Billionaires tax would take aim at unrealized gains on assets, most profitable corporations

Democrats hope to generate at least $200 billion in new revenue over the next decade from the tax

The broad strokes of the proposal announced by Sen. Ron Wyden, D-Ore., to tax the country's billionaire class to help fund President Biden’s legislative agenda was laid out early Wednesday as a two-pronged strategy to take aim at the wealthiest individuals and corporations.

Wyden said that under the proposal, about 700 of the country’s richest will be forced to pay unrealized gains from their assets. The proposal also calls for a 15% corporate minimum tax on the country’s most profitable corporations.

The tax would start being enforced in 2022. Those impacted would own over $1 billion in assets or pull in $100 million a year for three straight years.

Democrats have been working to muster enough votes to pass Biden's Build Back Better agenda, and believe that Americans would be willing to see the country's richest, like Elon Musk and Jeff Bezos, pay more in taxes. Many billionaires have seen their fortunes significantly increase after the COVID-19 outbreak while many Americans are struggling.

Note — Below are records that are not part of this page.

PR #467, opened 2018-07-23
test: ensure APM Server socket close is handled

watson:


Qard:
Same as my question in #466 -- wouldn't this end the test before the agent gets a chance to recover? 🤔

watson:
As I commented on #466 this would technically work, but I agree it could be more readable. I've updated it 😃

PR #472, opened 2018-07-25
test(docker): move docker files into test directory

### LINKED ISSUE #438: Move docker files from root into test directory
There's no reason for the `docker-compose.yml` file to be in the root directory as it's only used for testing (the Python agent already have it in its test directory).

Qard:
Fixes #438


Qard:
Actually, I don't think the `.dockerignore` _does_ anything anymore, since it no longer uses `ADD`, it mounts a volume instead. (Because `ADD` doesn't allow paths above the location of the `Dockerfile`)

watson:
If so it should just be removed 😃 @simitt does that sound right?

Qard:
Updated `.npmignore` and removed `.dockerignore`. If we still want that file though, I can restore it.

simitt:
From how I understood `.dockerignore` files, completely agree with @Qard. I only added that because of the `ADD`, thus no need for it anymore.

watson:
jenkins, run the tav tests please

PR #484, opened 2018-07-31
fix(graphql): handle execute args object

bausmeier:
This PR fixes handling of arguments passed to the graphql execute function by adding support for passing the arguments as an object. This is [how the latest version of apollo does it](https://github.com/apollographql/apollo-server/blob/e77701c77253db007171a2437fe361c5bb2c2312/packages/apollo-server-core/src/runQuery.ts#L232) and the implementation is based on [how this is handled in the graphql module itself](https://github.com/graphql/graphql-js/blob/3124fa32dc77c5844bf74ebc07e38239ad78e856/src/execution/execute.js#L164-L183).

### Checklist

- [x] Implement code
- [x] Add tests

### DIFF
--- a/lib/instrumentation/modules/graphql.js
+++ b/lib/instrumentation/modules/graphql.js
@@ -95,7 +95,7 @@ module.exports = function (graphql, agent, version, enabled) {
   }
 
   function wrapExecute (orig) {
-    return function wrappedExecute (schema, document, rootValue, contextValue, variableValues, operationName) {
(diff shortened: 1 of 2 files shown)


watson:
Thanks a lot for the fix 💯

bausmeier:
You're welcome. Thanks for the module!

watson:
Published to npm as version 1.10.1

Sens. Elizabeth Warren, D-Mass., and Ron Wyden, D-Ore., speak to reporters about a corporate minimum tax plan at the U.S. Capitol Oct. 26, 2021 in Washington, D.C. (Photo by Drew Angerer/Getty Images) (Getty / Getty Images)

Democrats have been trying to win the support of Sens. Joe Manchin and Kyrsten Sinema and the move seems like a step in the right direction. Manchin told reporters that he supported the new way to ensure the wealthy pay their "fair share." Sinema has also endorsed the proposal for the minimum tax on the most profitable companies.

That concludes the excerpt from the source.